A.) RMSD of eight SARS-CoV-2 Mpro with rutin. B.) RMSF of the last 5 ns per residue of each SARS-CoV-2 Mpro mutated, highlighting the principal residues of the catalytic dyad (His41 and Cys145). RMSD, Root-mean square deviation; RMSF, Root-mean square fluctuation; SARS-CoV-2, severe acute respiratory syndrome coronavirus 2; Mpro, main protease.

On the other hand, Table 2 shows us the quantitative values of the RMSD, where the G11A and R60C mutations showed the lowest average RMSD value. In contrast, the average value for the Y54C mutation was higher than the others. Regarding the average RMSF values of the last 5 ns, for the 5RE4, A191V, G11A, N142S, R60C, S139A, and T190I systems, the average RMSF of the Mpro structures oscillated by 0.8 nm, while for R298A the RMSF average results in 0.09 nm and Y54C it was 0.07 nm.

Besides virtual screening and molecular dynamics simulation studies, molecular mechanics/generalized Born surface area (MM/GBSA) was performed with all frames of the MD. Table 3 indicates the average free energy values for each system. The values show a high coupling energy estimate, indicating that the interaction was carried out correctly.

The mutation R60C showed the best interaction energy (-45.09 kcal/mol) against the different systems studied.

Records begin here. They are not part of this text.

PR #1829, opened 2023-08-01
refactor: remove `with_transaction` and move "return" gas charge

Stebalien:
(ipld reachability pre-factor)

In #1824, we'll need to charge for tracking reachable links on return. However, we'd _like_ to apply the gas limit specified by the caller so the callee can't "go over" their gas limit. That means we need a return-value charge inside the call manager instead of inside the caller (executor/kernel).

So, I figured I'd just apply a refactor that's been a long-time coming and remove the `with_transaction` dance. Instead, I put _all_ of the transaction logic into `CallManager::send`. This makes the function a bit heftier but, IMO, it's easier to reason about this way. It also removes an implementation detail (`with_transaction`) from the `CallManager` trait.

### DIFF
--- a/fvm/src/call_manager/default.rs
+++ b/fvm/src/call_manager/default.rs
@@ -194,14 +194,46 @@ where
             self.gas_tracker.push_limit(limit);
         }
 
-        let mut result = self.with_stack_frame(|s| {
-            s.send_unchecked::<K>(from, to, method, params, value, read_only)
-        });
-
-        // If we pushed a limit, pop it.
-        if gas_limit.is_some() {
-            self.gas_tracker.pop_limit()?;
+        if self.call_stack_depth >= self.machine.context().max_call_depth {
+            let sys_err = syscall_error!(LimitExceeded, "message execution exceeds call depth");
+            if self.machine.context().tracing {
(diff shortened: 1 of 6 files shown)


fvm/src/call_manager/default.rs
```diff
@@ -194,14 +194,46 @@ where
...
+            Ok(v) => (!v.exit_code.is_success(), Ok(v)),
+            Err(e) => (true, Err(e)),
+        };
+
+        self.call_stack_depth -= 1;
+        // Return the _first_ error (if any). We don't expect any errors here anyways as all error
+        // cases are fatal.
+        if let Some(err) = [
+            // End all transactions
+            self.state_access_tracker.end_transaction(revert).err(),
```
Stebalien, line 224: The previous logic with early returns was technically safe, but always made me pause and bite my nails whenever I looked at it. This version should be a bit more robust.

fridrik01 (approved):
LGTM

fvm/src/call_manager/default.rs
fridrik01: Oh this took me a few seconds to read correctly but then I noticed the square bracket so it started to make sense. But yeah, these early returns looked to me like a bug honestly when I read it.

Issue #1828, opened 2023-08-01
Deprecate Hamt::load


Stebalien:
See https://github.com/filecoin-project/builtin-actors/issues/1346.

This method is a lie as it'll just automatically use a bit-width of 8 without checking anything.

PR #1831, opened 2023-08-02
chore: deprecate default bitwidths in the KAMT/AMT

### LINKED ISSUE #1346: Gas: Reprice state read/write
We need to account for the cost of looking actors up in the state-tree, and writing them back.

Stebalien:
1. We don't intentionally use these anywhere.
2. We _do_ unintentionally use these where we shouldn't (https://github.com/filecoin-project/builtin-actors/issues/1346).

fixes https://github.com/filecoin-project/ref-fvm/issues/1828

### DIFF
--- a/ipld/kamt/benches/kamt_benchmark.rs
+++ b/ipld/kamt/benches/kamt_benchmark.rs
@@ -9,9 +9,15 @@ use std::borrow::Cow;
 use criterion::{black_box, criterion_group, criterion_main, Criterion};
 use fvm_ipld_blockstore::MemoryBlockstore;
 use fvm_ipld_encoding::tuple::*;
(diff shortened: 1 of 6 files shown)


ipld/kamt/benches/kamt_benchmark.rs
```diff
@@ -56,7 +62,7 @@ fn insert(c: &mut Criterion) {
     c.bench_function("KAMT bulk insert (no flush)", |b| {
         b.iter(|| {
             let db = fvm_ipld_blockstore::MemoryBlockstore::default();
-            let mut a = BKamt::new(&db);
+            let mut a = BKamt::new_with_config(&db, Config::default());
```
anorth, line 65: TEST_CONFIG here too?

anorth (approved):

PR #1366, opened 2016-09-18
Android GCS serial

mlyle:
- Put correct license file from upstream distro in (it is, and was, LGPL 2.1 so what we had is incorrect).
- Pick up code changes from upstream project as noted in commit comments.
- Attempt to support CP21xx correctly.
- Attempt to adjust for API changes.

Comes from: https://forum.dronin.org/forum/d/154-serial-telemetry-on-gcs/11

I noticed that CP21xx didn't seem to be hooked in properly in the old code, and in any case the usb serial code we're running is very, very old.


mlyle:
I can't find my CP2102 thing.  But I was able to confirm this works with both FT232 and PL2303.  (PL2303 was unsupported before).

Recommend for merge.

PR #1374, opened 2016-09-21
attitude: remove yaw bias rate

mlyle:
It was unused/removed  on F3/F4, and practically unused on F1 (default value
was very, very, very, very low).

The energy values for G11A and A191V were -41.17 kcal/mol and -40.71 kcal/mol, respectively. While the systems that showed low binding energy were mutations R298A and S139A, with average values of -24.11 kcal/mol and -25.84 kcal/mol, respectively.

Likewise, the most significant energy contribution was given by the Van der Waals energies (∆E_{V DWAALS}) in the wild system, A191V, G11A, N142S, R298A, S139A, and T190I. These types of energy are weak and have short-range inter- actions; in biological systems, they play a significant role in stabilizing protein-small molecules. On the other hand, in the R60C and Y54C systems, the energy contribution is given by electrostatic energies (∆E_ELE). Electrostatic energy considers into account the charges of each atom in the system, which depend on the medium in which they are found; these have greater scope, and the force of interaction it possesses is linked to the relative orientations it accepts.

Figure 5 shows the last frame of each simulation of the Mpro-rutin complex. In general, it was observed that the interactions in the active site are due to the formation of hydrogen bonds. However, we observed some changes in the region around the active site for the mutations occurring in N142S and Y54C. The residues around N142S are mostly hydrophobic (green contour), hence N142S exhibits a greater energy contribution from hydrophobic interactions (∆E_{V DWAALS} = -54.18 kcal/mol, higher than the other mutations). In Y54C, the residues around rutin are polar (sky blue contour), demonstrating its high energetic contribution by electrostatic interactions (∆E_ELE = -66.78 kcal/mol more elevated than the other mutations).

Figure 5. 2D interaction diagram of rutin.

The pink arrow lines represent the hydrogen bond. Mpro, main protease.

Ethics and consent

Ethical approval and consent were not required.

Underlying data

Figshare: Dataset of results from virtual screening and molecular dynamics simulations. https://doi.org/10.6084/m9.figshare.27156276.v1.⁶⁵

This project contains the following underlying data:

Data are available under the terms of the Creative Commons Attribution 4.0 International license (CC-BY 4.0).